Replacing a $3000/mo Heroku bill with a $55/mo server
Self‑hosted PaaS options and Disco’s niche
- Commenters list many comparable tools: Coolify, Dokku, CapRover, Kamal, Dokploy, Canine, Kubero, OpenRun, devpu.sh, etc.
- Disco is described as: Heroku‑like UX, Docker Swarm + Caddy under the hood, GitHub‑driven deploys, CLI + UI, API‑key collaboration instead of SSH.
- Disco emphasizes a narrow, pragmatic feature set (apps, env vars, deploys) over large app catalogs or compose orchestration; it treats app servers as stateless and recommends external managed databases for prod.
- Some ask for clearer comparisons, screenshots, and architectural diagrams; docs are seen as sparse.
Heroku / cloud economics vs a single box
- Many see Heroku’s pricing as 25–50× over raw compute, calling it “a fancy steak dinner” rather than “bread.” Small staging apps can reach $500/month each due to dynos plus managed DBs.
- Others argue $3k/month is trivial next to developer salaries; you’re paying to offload DevOps, uptime, security and scaling.
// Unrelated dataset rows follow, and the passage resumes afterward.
Issue #415, opened 2017-09-26
Javadoc may not log all errors


raboof:
When debugging an instance where javadoc produced the error "javadoc: error - invalid flag: -target", this error was not printed on `javacLogger.flush(exitCode)`.

It was correctly added to `JavacLogger.msgs` with level `error`, so I'd expect `parseAndDumpSemanticErrors` to fail to parse it and log it instead, not sure why that doesn't appear to be happening.

jvican:
@raboof Any ideas how we can reproduce/test this?

raboof:
Like https://github.com/raboof/zinc/commit/6253ceec9246d73b66bfdf7354275484dd194d8f ?

jvican:
That looks good. Hopefully we fix this soon. Thanks @raboof! :smile:

jvican:
Closing in favor of https://github.com/sbt/zinc/issues/520 which is richer in details. We'll add the provided reproduced case in this ticket to our test suite, thank you @raboof

PR #448, opened 2017-10-30
Ignored javadoc tool error

raboof:
Reported under #415

### DIFF
--- a/internal/zinc-compile-core/src/main/scala/sbt/internal/inc/javac/JavacProcessLogger.scala
+++ b/internal/zinc-compile-core/src/main/scala/sbt/internal/inc/javac/JavacProcessLogger.scala
@@ -13,6 +13,8 @@ package javac
 
 import xsbti._
 import java.io.File
+
+import scala.collection.mutable.ListBuffer
 import scala.sys.process.ProcessLogger
 
 /**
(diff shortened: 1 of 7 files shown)


typesafe-tools:
To validate this pull request against other sbt modules, please visit <A HREF="https://jenkins.scala-sbt.org:8592/job/sbt-validator/parambuild/?zinc=pull/448/head&deploy_to_bintray=false&run_sbt_community=false">this link.</A>

internal/zinc-compile-core/src/main/scala/sbt/internal/inc/javac/JavacProcessLogger.scala
```diff
@@ -20,43 +20,35 @@ import scala.sys.process.ProcessLogger
...
+  def flush(toolname: String, exitCode: Int): Unit = {
     // TODO - NOTES may not be displayed correctly!
-    msgs collect {
-      case (Info, msg) => msg
-    } foreach { msg =>
-      log.info(msg)
+    synchronized {
+      val parser = new JavaErrorParser(cwd)
+
+      parser.parseProblems(err, log).foreach(reporter.log(_))
```
dwijnand: Is this right? The old impl interleaved `\n`'s between error messages.

internal/zinc-compile-core/src/main/scala/sbt/internal/inc/javac/JavacProcessLogger.scala
```diff
@@ -20,43 +20,35 @@ import scala.sys.process.ProcessLogger
...
+      out.split("\n").filter(_ != "").foreach(log.info(_))
```
dwijnand: Are you purposely splitting info messages by newlines to send them independently to log.info?

Why not, instead of concat-ing info messages and then re-splitting, just collect the messages into a list buffer and then iterate that list into log.info?

typesafe-tools:
A validation involving this pull request <a href="https://jenkins.scala-sbt.org:8592/job/sbt-validator/255/console">is in progress...</a>

dwijnand (commented):
Running the cross-module validator to check if we can get rid of `JavacLogger#flush(Int)`.

internal/zinc-compile-core/src/main/scala/sbt/internal/inc/javac/JavacProcessLogger.scala
raboof: Hmm, you're right - probably makes sense to add those newlines in `err(s: => String)` (and add some more tests describing how this is actually called).

internal/zinc-compile-core/src/main/scala/sbt/internal/inc/javac/JavacProcessLogger.scala
raboof: Hmm, for some reason I got the impression that we couldn't assume `out` would be called in neatly framed chunks, but indeed looking at the previous implementation again it appears that we in fact can. In that case a `ListBuffer` indeed makes more sense, I'll update accordingly!

typesafe-tools:
[//]: # (Refs: 1.x-pull/448/head-1.x-1.x-1.x-1.x)
The validator <A HREF="https://jenkins.scala-sbt.org:8592/job/sbt-validator/255/">has checked</A> the following projects against Scala 2.12,

  sbt               | <A HREF="https://github.com/sbt/sbt/tree/1.x">1.x                 </A> | sbt/sbt@12c2e9b8e756548b4aeef743e758071acf82c3f7
  zinc              | <A HREF="https://github.com/sbt/zinc/pull/448">pull/448/head       </A> | sbt/zinc@142f7aa12ba11baead0105638e9d285d71efa381
  io                | <A HREF="https://github.com/sbt/io/tree/1.x">1.x                 </A> | sbt/io@e8c9757799bb0b251e5c5aefd96f841428d0eb9a
  librarymanagement | <A HREF="https://github.com/sbt/librarymanagement/tree/1.x">1.x                 </A> | sbt/librarymanagement@91b56c50db93294003511fd40967c9296b07ef45
  util              | <A HREF="https://github.com/sbt/util/tree/1.x">1.x                 </A> | sbt/util@f4eadfc259f6f25b61eeb519fe29fb44220bec4a

:white_check_mark: The result is: ***SUCCESS***
<A HREF="https://jenkins.scala-sbt.org:8592/job/sbt-validator/parambuild?sbt=1.x&zinc=pull/448/head&io=1.x&librarymanagement=1.x&util=1.x&website=1.x&deploy_to_bintray=false&run_sbt_community=false">(restart)</A>

internal/zinc-compile-core/src/main/scala/sbt/internal/inc/javac/JavacProcessLogger.scala
```diff
@@ -20,43 +20,35 @@ import scala.sys.process.ProcessLogger
...
-  private def parseAndDumpSemanticErrors(): Unit = {
-    val input =
-      msgs collect {
-        case (Error, msg) => msg
-      } mkString "\n"
-    val parser = new JavaErrorParser(cwd)
-    parser.parseProblems(input, log).foreach(reporter.log)
-  }
-
-  def flush(exitCode: Int): Unit = {
```
dwijnand: Looks like we can drop this method, but we need to tell MiMa to ignore it.

dwijnand (dismissed):
LGTM, thanks @raboof.

raboof:
(rebased, unfortunately it seems that triggered github to 'dismiss' the review :/)

jvican:
Hey @raboof thanks! Can you squash all the commits? The previous commits to the formatting are not passing in the CI, and it seems that this fix could be all in one commit.

raboof:
Sure, done!

dwijnand (approved):

jvican (approved):
Thanks @raboof :smile:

For high‑salary teams, PaaS can still be cheaper overall.
- There’s broad agreement that modern single servers (e.g., Hetzner dedicated) are extremely powerful and cheap, and that cloud pricing no longer tracks hardware improvements.
Staging and dev environments
- Strong support for having staging mirror prod infra to catch infra‑level bugs; some say “it’s not staging” if it runs on a different platform.
- Others note the article’s use is closer to per‑developer or QA environments, where a shared beefy box is “good enough” and a huge productivity boost, even if prod stays on Heroku.
- Some question why six staging environments were provisioned at full Heroku prices and why more local or consolidated setups weren’t used.
Operational burden and skills
- Big split:
- One side: self‑hosting is fun, simple with automation (Ansible/Salt/Puppet/NixOS), and the cloud has made people irrationally afraid of Linux servers.
- Other side: even with automation, maintaining OS hardening, backups, monitoring, TLS, scaling, and infra parity is real, recurring work that can outweigh compute savings.
- Several frame PaaS as buying back engineering time and organizational simplicity; others see it as an unnecessary 10–50× markup once you have in‑house skills.
Databases and stateful services
- Multiple commenters say the database is what truly scares them: backups, PITR, upgrades, failover.
- Disco explicitly positions its built‑in Postgres as “good enough” for non‑critical use and recommends managed providers (Neon, Supabase, Crunchy, RDS) for production.
- Some argue automatic backups and replicas are not “advanced” features but table‑stakes; others say they’d never self‑host prod DBs again.
Swap, zram, and reliability on a single server
- Large subthread around the htop screenshot: suggestion to enable swap, zram, and earlyoom/systemd‑oomd to avoid total lockups on memory spikes.
- One camp: swap (especially compressed RAM swap) is valuable for evicting cold pages, improving cache usage, and absorbing leaks; modern SSDs make it acceptable.
- Opposing camp: swap often leads to severe thrashing and unpredictable latency; many disable it on servers and prefer aggressive OOM killing plus capacity planning.
- Consensus: defaults matter; Linux’s behavior under memory pressure can be problematic and usually needs tuning if you’re running many services on one box.
Article tone and marketing
- Some readers feel the blog post is heavily LLM‑polished and doubles as a marketing case study for Disco, reusing copy from the landing page.
- Others don’t mind: many company tech blogs are implicitly marketing; what matters is whether the technical content and cost analysis are useful and honest.